We derive and demonstrate new methods for dewarping images depicted in convex mirrors in artwork and
for estimating the three-dimensional shapes of the mirrors themselves. Previous methods were based on the
assumption that mirrors were spherical or paraboloidal, an assumption unlikely to hold for hand-blown glass
spheres used in early Renaissance art, such as Johannes van Eyck's Portrait of Giovanni (?) Arnolfini and his
wife (1434) and Robert Campin's Portrait of St. John the Baptist and Heinrich von Werl (1438).

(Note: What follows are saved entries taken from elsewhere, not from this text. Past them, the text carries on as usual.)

PR #3310, opened 2016-08-11
Add UrlClient API

madmaxoft:
Adds a new API, cUrlClient, for simplifying HTTP(S) requests to other servers.
 - [x] C++ API class `cUrlClient` wrapping the HTTP parser
 - [x] TLS support for the API
 - [x] Export the new class to Lua

### DIFF
--- a/Server/Plugins/APIDump/Classes/Network.lua
+++ b/Server/Plugins/APIDump/Classes/Network.lua
@@ -1,7 +1,7 @@
 
 -- Network.lua
 
--- Defines the documentation for the cNetwork-related classes
+-- Defines the documentation for the cNetwork-related classes and cUrlClient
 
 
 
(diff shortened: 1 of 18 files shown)


sphinxc0re:
So, is this the long awaited HTTPClient? I don't really get it

madmaxoft:
This is the raw C++ version of the thing - it implements the actual callback-based client. Have a look at the new `tests/HTTP/UrlClientTest.cpp` file that shows the usage.

The remaining work to do is the Lua API export; I want to do that in an intelligent way, so that the requests are simple to use yet customizable, if needed:
```lua
-- Basic request:
cUrlClient:Request("GET", "https://google.com",
  function (a_Body)
    -- Process the entire response body received in a_Body
  end
)


-- "Streaming" request with custom headers and options:
-- Define the callbacks to use:
local callbacks =
{
  OnBodyData = function(a_BodyPart)
    -- Another part of the body was received, handle it
  end,
  OnBodyFinished = function()
    -- No more incoming data
  end,
}
-- Serialize a table representing a form into a multipart/form-data format:
local reqBody = cUrlClient:SerializePostFormMultiPart(
  {
    ["Request"] = "CheckPluginVersion",
    ["PluginIdent"] = "cuberite.org/WorldEdit",
  }
)
-- Make the actual request:
cUrlClient:Request("POST", "https://pluginrepo.cuberite.org/versioncheck", callbacks,
  {  -- Custom headers:
    ["Repo-Protocol-Version"] = "1",
    ["Accept-Language"] = "*/*",
    ["Content-Type"] = "multipart/form-data"
  },
  reqBody,
  {  -- Options:
    ["MaxRedirects"] = 10,
    ["OwnCert"] = "SomeClientCertData",
    ["OwnPrivKey"] = "PrivateKeyForOwnCert",
    ["OwnPrivKeyPassword"] = "PasswordForOwnPrivKey",
  }
)
```

sphinxc0re:
So it is indeed an HTTPClient. Why don't you call it like that?

madmaxoft:
Because it can do `http` as well as `https` now, and it's extensible so it could do more protocols in the future (`ftp` comes to mind, it could wrap around local files as well to unify the interface). Just like Python's `urllib`

sphinxc0re:
Okay, you have a point there 👍

madmaxoft:
Oh god, I just love errors in templates. Check it out:
https://travis-ci.org/cuberite/cuberite/jobs/153664892#L1674
It really takes up over 1600 lines to report that error :-O

madmaxoft:
Yay, finally the linux build passes, and now the only thing missing is the new API documentation.

NiLSPACE:
@madmaxoft Is there a chance that we can get something like [this](https://forum.cuberite.org/thread-2062.html)?

madmaxoft:
Almost. You can store anything in the table that you put the callbacks in, but those callbacks don't get that table as their hidden first param (`self`), so you cannot use the colon calling convention for them.

NiLSPACE:
Then how do you access the table from the callback? That was the whole idea, that you can access the object so every network request has it's own member variable.

It's not really required, but it would make things allot easier.

madmaxoft:
It would be possible with some trickery (enclose the table itself into the function closure) but it would be ugly.

I agree that having the callbacks table as the first param is a neat idea. I'll try if it is doable in C++ easily.

NiLSPACE:
Great :)

madmaxoft:
I now consider this complete and ready for review.

The API documentation can be previewed in HTML form at http://cuberite.xoft.cz/UrlClient/cUrlClient.html

madmaxoft:
Note that `cUrlClient:SerializeHTMLFormMultiPart()` is not part of the API yet.

NiLSPACE:
That looks great :) I'm wondering though, does calling the function with the table take the metatable in consideration? Otherwise `__index` won't work and you can't use it as a class.

sphinxc0re:
@madmaxoft Is there a way to mark it as 'not yet implemented' ?

madmaxoft:
@sphinxc0re There is no such function in the API yet, so it is "not yet implemented" by definition. I just wrote that because I used that function in the example in my comment above.

NiLSPACE:
Other than the link in the docs that is invalid and [my question](https://github.com/cuberite/cuberite/pull/3310#issuecomment-241642907) I'd really like to get this merged quickly :)

madmaxoft:
I have fixed the link. As for your question, it should work, but haven't actually tested it. The code uses `lua_getfield()` to get the function out of the table, and that should trigger the `index` metamethod: http://pgl.yoyo.org/luai/i/lua_getfield

NiLSPACE:
Great, then LGTM :D

NiLSPACE:
I was porting WorldEdit's version checker over, but Cuberite crashed while parsing the headers [here](https://github.com/cuberite/cuberite/blob/master/src/HTTP/EnvelopeParser.cpp#L121)

This was most likely because there was a header with no value.
`0x04b9d2f5 "X-Geo-Block-List:\r\nX-GitHu..`

The url where it crashed was: https://raw.githubusercontent.com/cuberite/WorldEdit/master/Info.lua

madmaxoft:
Good catch, I'll fix it once I get home.

madmaxoft:
Fixed in #3342.

PR #4400, opened 2019-09-24
Fixed MSVC warnings

madmaxoft:
MSVC Win64 build complained a lot about converting from `int` to `float`, and from `size_t` to `int`.

### DIFF
--- a/src/Entities/Entity.cpp
+++ b/src/Entities/Entity.cpp
@@ -288,7 +288,7 @@ void cEntity::TakeDamage(eDamageType a_DamageType, cEntity * a_Attacker, int a_R
 	}
 	ApplyArmorDamage(ArmorCover);
 
-	cEntity::TakeDamage(a_DamageType, a_Attacker, a_RawDamage, FinalDamage, a_KnockbackAmount);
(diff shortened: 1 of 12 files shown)


tonibm19:
hi admin

you hope you doing well

thanks for contacting me

i really was a wonderfull day on your office

i hope we can talk together again

vanessa

madmaxoft:
Travis has finished building, but seems to have lost the notification, so it still looks as if pending in the status here.

src/Entities/Entity.cpp
```diff
@@ -518,7 +518,7 @@ bool cEntity::DoTakeDamage(TakeDamageInfo & a_TDI)
 
 			if (Random.RandBool(Chance / 100.0))
 			{
-				a_TDI.Attacker->TakeDamage(dtAttack, this, 0, Random.RandInt(1, 4), 0);
+				a_TDI.Attacker->TakeDamage(dtAttack, this, 0, Random.RandReal(1.0f, 4.0f), 0);
```
peterbell10: Isn't raw damage usually done in increments of 1 hp? I think just casting the result of `RandInt` makes more sense.

madmaxoft: I can't find any reference to this, and since the UI always rounds to the nearest half-heart, I don't think this matters much.

PR #4403, opened 2019-09-28
Refactored more of Entities and BlockEntities to use Vector3.

madmaxoft:
The BlockEntities use `Vector3i` for position storage.
Both BlockEntities and Entities use `Vector3` in constructor.

Notably, added new utility functions to `Vector3`:
`added(ofs)` returns a copy of the vector moved by the specified offset (3 axes)
`addedX(ofs)` returns a copy of the vector moved by ofs in the X axis
`addedXZ(ofsX, ofsZ)` returns a copy of the vector moved by the specified offsets in X and Z axes.
etc.
These are used when iterating over the neighbors of existing `Vector3` instances.

Despite the looks of it, this *is* a step towards 1.13 :)

PR #4405, opened 2019-09-29
Cactus can now grow

Seadragon91:
No wonder I would never see a cactus grow on my skyblock island :)

### DIFF
--- a/src/Chunk.cpp
+++ b/src/Chunk.cpp
@@ -1145,7 +1145,7 @@ int cChunk::GrowCactus(int a_RelX, int a_RelY, int a_RelZ, int a_NumBlocks)
 			for (auto & Coord : Coords)
 			{
 				if (
-					UnboundedRelGetBlockType(a_RelX + Coord.x, Top + 1, a_RelZ + Coord.z, BlockType) &&
+					UnboundedRelGetBlockType(a_RelX + Coord.x, Top + i, a_RelZ + Coord.z, BlockType) &&
 					(
 						cBlockInfo::IsSolid(BlockType) ||
 						(BlockType == E_BLOCK_LAVA) ||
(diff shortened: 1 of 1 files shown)


Seadragon91:
Ah yes you are right. I also added a change for dropping the cactus, without it you can not create a cactus farm.

madmaxoft:
I hope you tested the changes, I just read the code :)

src/Chunk.cpp
```diff
@@ -1145,20 +1145,33 @@ int cChunk::GrowCactus(int a_RelX, int a_RelY, int a_RelZ, int a_NumBlocks)
...
+					UnboundedRelGetBlockType(a_RelX + Coord.x, Top + i, a_RelZ + Coord.z, BlockType) &&
 					(
 						cBlockInfo::IsSolid(BlockType) ||
 						(BlockType == E_BLOCK_LAVA) ||
 						(BlockType == E_BLOCK_STATIONARY_LAVA)
 					)
 				)
 				{
+					// Remove cactus
+					GetWorld()->DigBlock(a_RelX + GetPosX() * cChunkDef::Width, Top + i, a_RelZ + GetPosZ() * cChunkDef::Width);
```
madmaxoft: Doesn't `DigBlock` already create the pickups?

src/Chunk.cpp
```diff
@@ -1145,20 +1145,33 @@ int cChunk::GrowCactus(int a_RelX, int a_RelY, int a_RelZ, int a_NumBlocks)
...
+					// Drop cactus
+					cBlockHandler* Handler = BlockHandler(E_BLOCK_CACTUS);
+					cChunkInterface ChunkInterface(GetWorld()->GetChunkMap());
+					cBlockInServerPluginInterface PluginInterface(*GetWorld());
+					Handler->DropBlock(
+						ChunkInterface,
+						*GetWorld(),
+						PluginInterface,
+						nullptr,
+						a_RelX + GetPosX() * cChunkDef::Width  + (Coord.x * -1),
```
madmaxoft: ??? `* -1` ???
Why not just `- Coord.x` ?

Seadragon91: I want to drop the block on the other side. On the left side is the stone on the right side is air, therefore *-1.

madmaxoft: That's worth a comment.

Anyway, I just wanted to point out that adding a number multiplied by -1 is the same as subtracting the number.

src/Chunk.cpp
Seadragon91: It doesn't. From the [API](https://api.cuberite.org/cWorld.html#DigBlock_1): `Replaces the specified block with air, without dropping the usual pickups for the block.`

Seadragon91:
The cactus farm I tested works. Now looking why the hopper is not working correctly.

madmaxoft:
If you want to have a look at the hoppers, better do so after #4403 is merged, it changes some stuff in hoppers.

Our methods
are more general than such previous methods in that we assume merely that the mirror is radially symmetric
and that there are straight lines (or colinear points) in the actual source scene. We express the mirror's shape
as a mathematical series and pose the image dewarping task as that of estimating the coefficients in the series
expansion. Central to our method is the plumbline principle: that the optimal coefficients are those that dewarp
the mirror image so as to straighten lines that correspond to straight lines in the source scene. We solve for
these coefficients algebraically through principal component analysis, PCA. Our method relies on a global figure
of merit to balance warping errors throughout the image and it thereby reduces a reliance on the somewhat
subjective criterion used in earlier methods. Our estimation can be applied to separate image annuli, which is
appropriate if the mirror shape is irregular. Once we have found the optimal image dewarping, we compute
the mirror shape by solving a differential equation based on the estimated dewarping function. We demonstrate
our methods on the Arnolfini mirror and reveal a dewarped image superior to those found in prior work|an
image noticeably more rectilinear throughout and having a more coherent geometrical perspective and vanishing
points. Moreover, we find the mirror deviated from spherical and paraboloidal shape; this implies that it would
have been useless as a concave projection mirror, as has been claimed. Our dewarped image can be compared to
the geometry in the full Arnolfini painting; the geometrical agreement strongly suggests that van Eyck worked
from an actual room, not, as has been suggested by some art historians, a "fictive" room of his imagination. We
apply our method to other mirrors depicted in art, such as Parmigianino's Self-portrait in a convex mirror and
compare our results to those from earlier computer graphics simulations.